İnsanlar neden MLP ile birlikte daha derin RBF veya RBF kullanmıyor?


12

Radyal Temel Fonksiyon Sinir Ağlarına baktığımda, insanların sadece 1 gizli katman kullanımını önerdiklerini fark ettim, oysa çok katmanlı algılayıcı sinir ağları ile daha fazla katman daha iyi kabul edilir.

RBF ağlarının geri yayılma sürümü ile eğitilebileceği göz önüne alındığında, daha derin RBF ağlarının çalışmamasının veya RBF katmanının derin MLP ağındaki sondan bir önceki veya ilk katman olarak kullanılamamasının herhangi bir nedeni var mı? (Sondan bir önceki katmana göre öğrenilen özellikler konusunda eğitilebilmesi için sondan bir önceki katmanı düşünüyordum)


Ben bir NN uzmanı değilim, ama benim izlenimim standart ileri beslemeli NN'lerde, birden fazla gizli katmanın genellikle fazla bir şey eklememesi.
gung - Monica'yı eski

1
Bu, NN araştırmasının ilk günlerinde yapıldı, ancak şimdi daha fazla katman tipik olarak daha yüksek performans (derin öğrenme) için reçetedir. Mevcut favori yaklaşımın, mümkün olduğunca çok katman, doygunluğu önlemek için sigmoidal aktivasyonlar yerine bırakma ve softmax yoluyla düzenlileştirme olduğunu düşünüyorum. (Ama teknikler konusunda yanılıyor olabilirim). Bence bazı insanlar daha iyi sonuçlar almak için yinelemeli derinleştirmeyi de kullanıyor. Ayrıca Google, 100 katmanlı bir ağla 2014 yılında imageNet'te en son teknolojiyi aldı.
user1646196

Yanıtlar:


4

Temel sorun, RBF'lerin a) çok doğrusal olmayan, b) boyut küçültme yapmamasıdır.

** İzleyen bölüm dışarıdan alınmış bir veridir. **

PR #1361, opened 2021-01-21
Better error messages for method argument mismatch and others

tminka:

This change produces more specific error messages by passing setError=true to Converter.ToManaged whenever possible, such as when there is only one method in methodbinder.  To support this:
- Converter.ToManaged is fixed to obey setError consistently
- Converter.ToArray catches exceptions
- RaiseTypeError appends any existing error message
- Fixed missing information on 'No method matches given arguments' by adding the method name.

No, but it provides more information to the user when they come across issues like #1099 .  Instead of "No method matches" or "No match found" it now says `TypeError : 'int' value cannot be converted to System.Enum`

### Any other comments?

I added some failing test cases to test_array.py that should be addressed by a future PR.

### Checklist

### DIFF
--- a/src/runtime/converter.cs
+++ b/src/runtime/converter.cs
@@ -303,6 +303,11 @@ namespace Python.Runtime
         /// Return a managed object for the given Python object, taking funny
         /// byref types into account.
         /// </summary>
+        /// <param name="value">A Python object</param>
+        /// <param name="type">The desired managed type</param>
+        /// <param name="result">Receives the managed object</param>
+        /// <param name="setError">If true, call <c>Exceptions.SetError</c> with the reason for failure.</param>
+        /// <returns>True on success</returns>
         internal static bool ToManaged(IntPtr value, Type type,
             out object result, bool setError)
         {
@@ -341,7 +346,10 @@ namespace Python.Runtime
                         result = tmp;
                         return true;
                     }
-                    Exceptions.SetError(Exceptions.TypeError, $"value cannot be converted to {obType}");
+                    if (setError)
+                    {
+                        Exceptions.SetError(Exceptions.TypeError, $"value cannot be converted to {obType}");
+                    }
                     return false;
                 }
                 if (mt is ClassBase)
@@ -374,6 +382,15 @@ namespace Python.Runtime
                 }
                 // Set type to underlying type
                 obType = obType.GetGenericArguments()[0];
+            }
+
+            if (obType.ContainsGenericParameters)
+            {
+                if (setError)
+                {
+                    Exceptions.SetError(Exceptions.TypeError, $"Cannot create an instance of the open generic type {obType}");
+                }
+                return false;
             }
 
             if (obType.IsArray)
@@ -777,7 +794,7 @@ namespace Python.Runtime
             IntPtr ob = Runtime.PyObject_Repr(value);
             string src = Runtime.GetManagedString(ob);
             Runtime.XDecref(ob);
-            Exceptions.SetError(Exceptions.TypeError, $"Cannot convert {src} to {target}");
+            Exceptions.RaiseTypeError($"Cannot convert {src} to {target}");
         }
 
 
@@ -791,32 +808,58 @@ namespace Python.Runtime
             Type elementType = obType.GetElementType();
             result = null;
 
-            bool IsSeqObj = Runtime.PySequence_Check(value);
-            var len = IsSeqObj ? Runtime.PySequence_Size(value) : -1;
-
             IntPtr IterObject = Runtime.PyObject_GetIter(value);
-
-            if(IterObject==IntPtr.Zero) {
+            if (IterObject == IntPtr.Zero)
+            {
                 if (setError)
                 {
+                    SetConversionError(value, obType);
+                }
+                else
+                {
+                    // PyObject_GetIter will have set an error
+                    Exceptions.Clear();
+                }
+                return false;
+            }
+
+            IList list;
+            try
+            {
+                // MakeGenericType can throw because elementType may not be a valid generic argument even though elementType[] is a valid array type.
+                // For example, if elementType is a pointer type.
+                // See https://docs.microsoft.com/en-us/dotnet/api/system.type.makegenerictype#System_Type_MakeGenericType_System_Type
+                var constructedListType = typeof(List<>).MakeGenericType(elementType);
+                bool IsSeqObj = Runtime.PySequence_Check(value);
+                if (IsSeqObj)
+                {
+                    var len = Runtime.PySequence_Size(value);
+                    list = (IList)Activator.CreateInstance(constructedListType, new Object[] { (int)len });
+                }
+                else
+                {
+                    // CreateInstance can throw even if MakeGenericType succeeded.
+                    // See https://docs.microsoft.com/en-us/dotnet/api/system.activator.createinstance#System_Activator_CreateInstance_System_Type_
+                    list = (IList)Activator.CreateInstance(constructedListType);
+                }
+            }
+            catch (Exception e)
+            {
+                if (setError)
+                {
+                    Exceptions.SetError(e);
                     SetConversionError(value, obType);
                 }
                 return false;
             }
 
-            Array items;
-
-            var listType = typeof(List<>);
-            var constructedListType = listType.MakeGenericType(elementType);
-            IList list = IsSeqObj ? (IList) Activator.CreateInstance(constructedListType, new Object[] {(int) len}) :
-                                        (IList) Activator.CreateInstance(constructedListType);
             IntPtr item;
 
             while ((item = Runtime.PyIter_Next(IterObject)) != IntPtr.Zero)
             {
-                object obj = null;
+                object obj;
 
-                if (!Converter.ToManaged(item, elementType, out obj, true))
+                if (!Converter.ToManaged(item, elementType, out obj, setError))
                 {
                     Runtime.XDecref(item);
                     return false;
@@ -827,7 +870,7 @@ namespace Python.Runtime
             }
             Runtime.XDecref(IterObject);
 
-            items = Array.CreateInstance(elementType, list.Count);
+            Array items = Array.CreateInstance(elementType, list.Count);
             list.CopyTo(items, 0);
 
             result = items;
--- a/src/runtime/eventobject.cs
+++ b/src/runtime/eventobject.cs
@@ -86,7 +86,7 @@ namespace Python.Runtime
             }
 
             nint hash = Runtime.PyObject_Hash(handler);
-            if (hash == -1 || Exceptions.ErrorOccurred())
+            if (hash == -1 && Exceptions.ErrorOccurred())
             {
                 return false;
             }
--- a/src/runtime/eventobject.cs
+++ b/src/runtime/eventobject.cs
@@ -72,6 +72,12 @@ namespace Python.Runtime
         /// </summary>
         internal bool RemoveEventHandler(IntPtr target, IntPtr handler)
         {
+            if (reg == null)
+            {
+                Exceptions.SetError(Exceptions.ValueError, "unknown event handler");
+                return false;
+            }
+
             object obj = null;
             if (target != IntPtr.Zero)
             {
@@ -79,10 +85,9 @@ namespace Python.Runtime
                 obj = co.inst;
             }
 
-            IntPtr hash = Runtime.PyObject_Hash(handler);
-            if (Exceptions.ErrorOccurred() || reg == null)
+            nint hash = Runtime.PyObject_Hash(handler);
+            if (hash == -1 || Exceptions.ErrorOccurred())
             {
-                Exceptions.SetError(Exceptions.ValueError, "unknown event handler");
                 return false;
             }
 
--- a/src/runtime/exceptions.cs
+++ b/src/runtime/exceptions.cs
@@ -72,31 +72,18 @@ namespace Python.Runtime
                 return Exceptions.RaiseTypeError("invalid object");
             }
 
-            string message = string.Empty;
-            if (e.Message != string.Empty)
+            string message = e.ToString();
+            string fullTypeName = e.GetType().FullName;
+            string prefix = fullTypeName + ": ";
+            if (message.StartsWith(prefix))
             {
-                message = e.Message;
+                message = message.Substring(prefix.Length);
             }
-            if (e is AggregateException ae)
+            else if (message.StartsWith(fullTypeName))
             {
-                message += GetAggregateExceptionString(ae);
-            }
-            if (!string.IsNullOrEmpty(e.StackTrace))
-            {
-                message = message + "\n" + e.StackTrace;
+                message = message.Substring(fullTypeName.Length);
             }
             return Runtime.PyUnicode_FromString(message);
-        }
-
-        private static string GetAggregateExceptionString(AggregateException aggregateException)
-        {
-            StringBuilder stringBuilder = new StringBuilder();
-            foreach(var innerException in aggregateException.InnerExceptions)
-            {
-                stringBuilder.AppendLine();
-                stringBuilder.Append(innerException.Message);
-            }
-            return stringBuilder.ToString();
         }
     }
 
--- a/src/runtime/exceptions.cs
+++ b/src/runtime/exceptions.cs
@@ -1,6 +1,7 @@
 using System;
 using System.Reflection;
 using System.Runtime.InteropServices;
+using System.Text;
 
 namespace Python.Runtime
 {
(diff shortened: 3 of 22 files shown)


src/runtime/converter.cs
```diff
@@ -800,32 +808,52 @@ private static bool ToArray(IntPtr value, Type obType, out object result, bool s
...
+                    var len = Runtime.PySequence_Size(value);
+                    list = (IList)Activator.CreateInstance(constructedListType, new Object[] { (int)len });
+                }
+                else
+                {
+                    list = (IList)Activator.CreateInstance(constructedListType);
+                }
+            }
+            catch
+            {
```
lostmsu, line 845: Why would this fail? We should only catch specific exceptions.

Also, the exception information should be included into the resulting error unless we fully process it.

src/runtime/eventobject.cs
```diff
@@ -80,7 +80,11 @@ internal bool RemoveEventHandler(IntPtr target, IntPtr handler)
             }
 
             IntPtr hash = Runtime.PyObject_Hash(handler);
-            if (Exceptions.ErrorOccurred() || reg == null)
+            if (Exceptions.ErrorOccurred())
```
lostmsu, line 83: Would make sense to check if `hash == -1`

src/runtime/eventobject.cs
```diff
@@ -80,7 +80,11 @@ internal bool RemoveEventHandler(IntPtr target, IntPtr handler)
...
+            {
+                return false;
+            }
+            if (reg == null)
             {
                 Exceptions.SetError(Exceptions.ValueError, "unknown event handler");
                 return false;
```
lostmsu, line 90: I'd move this up, as this check is independent from Python

src/runtime/exceptions.cs
```diff
@@ -370,6 +370,10 @@ public static void deprecation(string message)
 
         internal static IntPtr RaiseTypeError(string message)
         {
+            if (Exceptions.ErrorOccurred())
+            {
+                message += Environment.NewLine + "  ----> " + new PythonException().Message;
+            }
```
lostmsu, line 376: I think this should only be done explicitly. It is theoretically possible Python calls our code with the error flag already set, then it is not really a direct cause for the TypeError you are about to report.

Additionally, it is better to keep message fixed, and set `__cause__` (which, admittedly, I have not mastered yet).

src/runtime/methodbinder.cs
```diff
@@ -378,6 +378,7 @@ internal Binding Bind(IntPtr inst, IntPtr args, IntPtr kw, MethodBase info, Meth
                 var outs = 0;
                 var margs = TryConvertArguments(pi, paramsArray, args, pynargs, kwargDict, defaultArgList,
                     needsResolution: _methods.Length > 1,  // If there's more than one possible match.
+                    setError: _methods.Length == 1 && !isGeneric,   // True when there are no alternatives.
```
lostmsu, line 381: This is problematic in the following scenario:
```python
try:
  UInt64Method(some_val)
except OverflowError:
  print('value is too large')
```

When somebody adds `UInt64Method(string)`, the code above will stop working despite the new overload not getting matched.

lostmsu, line 381: Since you set an error here, it must be cleared unless propagated (e.g. when next overload is tried).

lostmsu (changes requested):

src/runtime/converter.cs
tminka: See [Activator.CreateInstance](https://docs.microsoft.com/en-us/dotnet/api/system.activator.createinstance) for a list of the cases where it can throw.  test_generic_list_array_conversion tests one such case.  I will change the code to include the error.

lostmsu: Most of them are not applicable, since the type is known to be `List<T>`

src/runtime/methodbinder.cs
lostmsu: An option is to set `__cause__` of the "unable to find overload" `TypeError`  to an instance of `AggregateException`

src/runtime/eventobject.cs
tminka: An IntPtr cannot be -1.  Perhaps IntPtr is not the correct return type for PyObject_Hash?

lostmsu: You can still compare it to `new IntPtr(-1)`.
Ideally we should have C types mirrored for clarity though.

src/runtime/exceptions.cs
tminka: Is that really a problem though?  Extra information is always good for tracking down a bug.

src/runtime/methodbinder.cs
tminka: Yes, there will be an inconsistency in error messages depending on whether a method is overloaded.  I think this is the best that can be done in the current bad situation wrt overloading.

tminka: The condition here is meant to exclude all cases where the error might need to be cleared, such as another overload.

lostmsu: The situation is mostly bad due to unexpected default conversions, which will be gone in 3.0.0. We should not introduce an inconsistent behavior to patch it temporarily, when it is possible to improve it without inconsistencies.

tminka: I think the solution you want is to preserve "No method matches" as the top-level error, but include the OverflowError as an inner error.  I will change that.

src/runtime/eventobject.cs
tminka: Is `nint` the correct type?

src/runtime/methodbinder.cs
lostmsu: Right, I could have stated it clearly.

Consider also collecting errors from all overloads.

src/runtime/eventobject.cs
lostmsu: It is definitely a better replacement in this case (hooray C# 9!). Judging by https://docs.microsoft.com/en-us/cpp/build/common-visual-cpp-64-bit-migration-issues?redirectedfrom=MSDN&view=msvc-160 , it should be of the right size.

src/runtime/converter.cs
tminka: Yes but some still are applicable.  In fact, MakeGenericType can also fail in some cases, so it should also be included in the try/catch.

tminka: Actually, since `elementType` is the element type of an array, MakeGenericType cannot fail.  So the only possible exception seems to be ArgumentException.

tminka: I have added the new tests test_method_with_pointer_array_argument, test_invalid_generic_type_parameter, test_invalid_generic_method_type_parameter to emphasize the importance of try/catch in these cases.

src/runtime/eventobject.cs
tminka: I have changed PyObject_Hash to use nint.

src/runtime/exceptions.cs
tminka: I have changed it to use __cause__.  If you don't want the existing error to be attached as the cause, then use SetError instead of RaiseTypeError.

src/runtime/eventobject.cs
```diff
@@ -72,17 +72,22 @@ internal bool AddEventHandler(IntPtr target, IntPtr handler)
...
             if (target != IntPtr.Zero)
             {
                 var co = (CLRObject)GetManagedObject(target);
                 obj = co.inst;
             }
 
-            IntPtr hash = Runtime.PyObject_Hash(handler);
-            if (Exceptions.ErrorOccurred() || reg == null)
+            nint hash = Runtime.PyObject_Hash(handler);
+            if (hash == -1 || Exceptions.ErrorOccurred())
```
lostmsu, line 89: It must be `&&`, not `||`. `PyObject_Hash` on error returns `-1` (but also when no error and hash is -1), so if `hash` is not `-1`, there's no error.

src/runtime/methodbinder.cs
```diff
@@ -102,7 +102,18 @@ internal static MethodInfo MatchParameters(MethodInfo[] mi, Type[] tp)
...
+                {
+                    // MakeGenericMethod can throw ArgumentException if the type parameters do not obey the constraints.
+                    MethodInfo method = t.MakeGenericMethod(tp);
+                    Exceptions.Clear();
+                    return method;
+                }
+                catch (ArgumentException e)
+                {
+                    Exceptions.SetError(e);
+                    // The error will remain set until cleared by a successful match.
```
lostmsu, line 115: This needs to mentioned in the XmlDoc of the function.

src/runtime/methodbinder.cs
lostmsu: Since you can set the `__cause__`, I see no reason to ever pass `setError: false`. If there were > 1 overload, and one matched, you can just clear the error.

src/runtime/methodbinder.cs
```diff
@@ -600,10 +614,11 @@ static IntPtr HandleParamsArray(IntPtr args, int arrayStart, int pyArgCount, out
         /// <param name="op">Pointer to the object at a particular parameter.</param>
         /// <param name="parameterType">That parameter's managed type.</param>
         /// <param name="needsResolution">There are multiple overloading methods that need resolution.</param>
+        /// <param name="setError">If true, call <c>Exceptions.SetError</c> with the reason for failure.</param>
         /// <param name="arg">Converted argument.</param>
         /// <param name="isOut">Whether the CLR type is passed by reference.</param>
         /// <returns></returns>
-        static bool TryConvertArgument(IntPtr op, Type parameterType, bool needsResolution,
+        static bool TryConvertArgument(IntPtr op, Type parameterType, bool needsResolution, bool setError,
```
lostmsu, line 621: Same here: is there a reason to ever pass `setError: false`?

src/runtime/pythonexception.cs
```diff
@@ -148,6 +149,18 @@ public string PythonTypeName
             get { return _pythonTypeName; }
         }
 
+        /// <summary>
+        /// Replaces PyValue with an instance of PyType, if PyValue is not already an instance of PyType.
+        /// Often PyValue is a string and this method will replace it with a proper exception object.
+        /// Must not be called when an error is set.
```
lostmsu, line 155: Hm. Maybe add a check then?

Also, I can't find that requirement in the docs. Where is it coming from?

src/testing/Python.Test.csproj
```diff
@@ -2,6 +2,9 @@
   <PropertyGroup>
     <TargetFrameworks>netstandard2.0</TargetFrameworks>
   </PropertyGroup>
+  <PropertyGroup Condition="'$(Configuration)|$(TargetFramework)|$(Platform)'=='Debug|netstandard2.0|AnyCPU'">
+    <AllowUnsafeBlocks>true</AllowUnsafeBlocks>
+  </PropertyGroup>
```
lostmsu, line 7: Seems like this should be set unconditionally

lostmsu (changes requested):

src/runtime/methodbinder.cs
tminka: I can see two reasons:
1. If there were > 1 overload, and none matched, you would only get the last error.
2. If there were 10 overloads, and the last matched, you would waste time constructing error messages.
If you are happy with these consequences then I will make setError always true.

src/runtime/pythonexception.cs
tminka: I found that requirement by experimenting.  I will add a code comment explaining what happens.

src/runtime/methodbinder.cs
lostmsu: 1. Can you make in 1. so that all errors are kept as `AggregateException`?
2. I think that is fine. We might need a guide suggesting to choose overload if they need performance anyway. Because time is always wasted trying to convert parameters.

src/runtime/pythonexception.cs
lostmsu: This is weird. In the Python source code there's no indication, that this function has anything to do with the current error. I guess it is fine to leave the comment though.

src/runtime/exceptions.cs
```diff
@@ -181,6 +197,7 @@ internal static void SetArgsAndCause(IntPtr ob)
 
             if (e.InnerException != null)
             {
+                // Note: For an AggregateException, InnerException is only the first of the InnerExceptions.
```
lostmsu, line 200: The note is probably not needed, as an instance of `AggregateException` will itself have a property `InnerExceptions`. E.g. in this case `ob.InnerExceptions`.

src/runtime/methodbinder.cs
```diff
@@ -446,6 +463,13 @@ internal Binding Bind(IntPtr inst, IntPtr args, IntPtr kw, MethodBase info, Meth
                 {
                     // Best effort for determining method to match on gives multiple possible
                     // matches and we need at least one default argument - bail from this point
+                    StringBuilder stringBuilder = new StringBuilder("Not enough arguments provided to disambiguate the method.  Found:");
```
lostmsu, line 466: 🚀

Just want to double check that the message is correct, and adding arguments is the only way to disambiguate further.

lostmsu (changes requested):

src/runtime/exceptions.cs
tminka: I think the note is needed because this behaviour was surprising to me (and I consider it a bug in Python.NET that it defines the cause to be the first InnerException only).

src/runtime/methodbinder.cs
tminka: How else would you disambiguate?

src/runtime/methodbinder.cs
```diff
@@ -475,26 +499,44 @@ internal Binding Bind(IntPtr inst, IntPtr args, IntPtr kw, MethodBase info, Meth
...
+            }
+            if (mismatchedMethods.Count == 1)
+            {
+                mismatchedMethods[0].Exception.Restore();
+            }
+            else if (mismatchedMethods.Count > 1)
+            {
+                var aggregateException = GetAggregateException(mismatchedMethods);
+                Exceptions.SetError(aggregateException);
             }
```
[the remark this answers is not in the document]
tminka: I'm not changing the kind of top-level error.  This part is only configuring the cause.

src/runtime/exceptions.cs
```diff
@@ -76,12 +77,27 @@ public new static IntPtr tp_str(IntPtr ob)
             {
                 message = e.Message;
             }
+            if (e is AggregateException ae)
+            {
+                message += GetAggregateExceptionString(ae);
+            }
```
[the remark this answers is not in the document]
tminka: It is necessary because most users will not want or care to unpack an AggregateException.  They just want a meaningful error message by default.

src/runtime/methodbinder.cs
lostmsu: Perhaps by specifying arguments of different types?
But I am not sure which scenario this handles.

src/runtime/methodbinder.cs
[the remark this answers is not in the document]
lostmsu: I still think you should not be unwrapping `AggregateException` for the caller. Now callers have to handle two cases: when overloads exist, and when they don't.

src/runtime/methodbinder.cs
tminka: See test_default_params_overloads_ambiguous_call

src/runtime/exceptions.cs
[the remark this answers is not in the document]
lostmsu: What I mean is that this should not be done at `SetError` level. The caller of `SetError` can handle it on their own. This violates single responsibility.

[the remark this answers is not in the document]
tminka: The underlying problem is that this method doesn't call ToString on the exception.  It assumes that the exception message has all relevant information, which is not true for AggregateException.  I can change it to call ToString instead.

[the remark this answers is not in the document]
tminka: BTW ClassBase.tp_str does call ToString.  For some reason, ExceptionClassObject changes this behavior for exceptions.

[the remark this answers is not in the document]
lostmsu: Actually, that makes sense. It should just call `ToString`. I think custom `tp_str` was made to avoid "System.Exception: " prefix in the message.

Perhaps we could strip the prefix if the result of `ToString()` starts with it.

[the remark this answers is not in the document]
tminka: For all exceptions, or just AggregateException?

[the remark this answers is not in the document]
lostmsu: For all.

src/runtime/methodbinder.cs
```diff
@@ -475,26 +499,44 @@ internal Binding Bind(IntPtr inst, IntPtr args, IntPtr kw, MethodBase info, Meth
...
             return null;
         }
 
+        static AggregateException GetAggregateException(IEnumerable<MismatchedMethod> mismatchedMethods)
+        {
+            return new AggregateException(mismatchedMethods.Select(m => new ArgumentException($"{m.Exception.Message} in method {m.Method}")));
```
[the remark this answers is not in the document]
tminka: Unfortunately, this causes test_method_parameters_change to fail (see the build results)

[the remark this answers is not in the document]
lostmsu: I think you should disable the test for now. I dug around a bit, and it seems like domain reload would fail when a .NET object pointed to by Python has in turn references to Python objects (e.g. has either `PythonException` which causes `SerializationException` like in this case or `PyObject`, which would cause a refcount disbalance).

@BadSingleton and/or @benoithudson can later fix this issue and reenable the test case.

lostmsu (approved):

PR #1362, opened 2021-01-21
Disable implicit conversion from PyFloat to uint64

tminka:

Fixes an oversight in #1343 that allows PyFloat to continue being converted to uint64.

Fixes the test failures in #1361

### Any other comments?

...

### Checklist

### DIFF
--- a/src/runtime/converter.cs
+++ b/src/runtime/converter.cs
@@ -701,16 +701,12 @@ namespace Python.Runtime
                         op = value;
                         if (Runtime.PyObject_TYPE(value) != Runtime.PyLongType)
                         {
-                            op = Runtime.PyNumber_Long(value);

a) RBF'ler her zaman gradyan inişinden ziyade k-araçları ile eğitilmiştir.

Derin NN'lerde ana başarının, anahtar parçalardan birinin boyut küçültme olduğu konvektör ağları olduğunu söyleyebilirim: 128x128x3 = 50.000 girişle çalışmasına rağmen, her nöronun sınırlı bir alıcı alanı vardır ve her katmanda çok daha az nöron vardır Bir MLP'de belirli bir katmanda her bir nöron bir özelliği / boyutu temsil eder), böylece boyutu (katmandan katmana giderek) sürekli olarak azaltmış olursunuz.

Her ne kadar RBF kovaryans matrisini uyarlanabilir hale getirebilir ve boyut küçültme yapabilirse de, bu da eğitilmesini daha da zorlaştırır.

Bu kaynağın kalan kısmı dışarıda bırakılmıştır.